Exercise: Output the data that follows exactly, line for line.

Data for processing:
▼

PR #836, opened 2025-01-21
fix: File lock not released properly

Mr-Ao-Dragon:
The original lock management process would first try to `remove` the lock file and then `close` it. This led to the lock file not being removed properly and resulted in a **panic**. I reversed the order, so now it works normally.

### DIFF
--- a/internal/builder/lock.go
+++ b/internal/builder/lock.go
@@ -23,10 +23,12 @@ func acquireLockFile() (release func(), err error) {
 		)
 		if err == nil {
 			return func() {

▲

Answer to this exercise:
PR #836, opened 2025-01-21
fix: File lock not released properly

Mr-Ao-Dragon:
The original lock management process would first try to `remove` the lock file and then `close` it. This led to the lock file not being removed properly and resulted in a **panic**. I reversed the order, so now it works normally.

### DIFF
--- a/internal/builder/lock.go
+++ b/internal/builder/lock.go
@@ -23,10 +23,12 @@ func acquireLockFile() (release func(), err error) {
 		)
 		if err == nil {
 			return func() {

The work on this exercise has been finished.